>>>>

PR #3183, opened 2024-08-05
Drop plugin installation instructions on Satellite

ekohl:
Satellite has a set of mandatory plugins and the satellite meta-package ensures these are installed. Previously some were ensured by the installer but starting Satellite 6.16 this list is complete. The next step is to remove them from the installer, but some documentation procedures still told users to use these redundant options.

<<<<
>>>>

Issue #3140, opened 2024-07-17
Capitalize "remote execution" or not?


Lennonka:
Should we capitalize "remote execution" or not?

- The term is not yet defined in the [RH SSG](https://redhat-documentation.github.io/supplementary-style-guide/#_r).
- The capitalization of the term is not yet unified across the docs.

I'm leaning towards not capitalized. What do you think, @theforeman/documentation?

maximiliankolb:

<<<<

* **Requirement**
Among the records above, which lines hold the word "execution"? Copy each one.

* **Final answer**
Capitalize "remote execution" or not?
Should we capitalize "remote execution" or not?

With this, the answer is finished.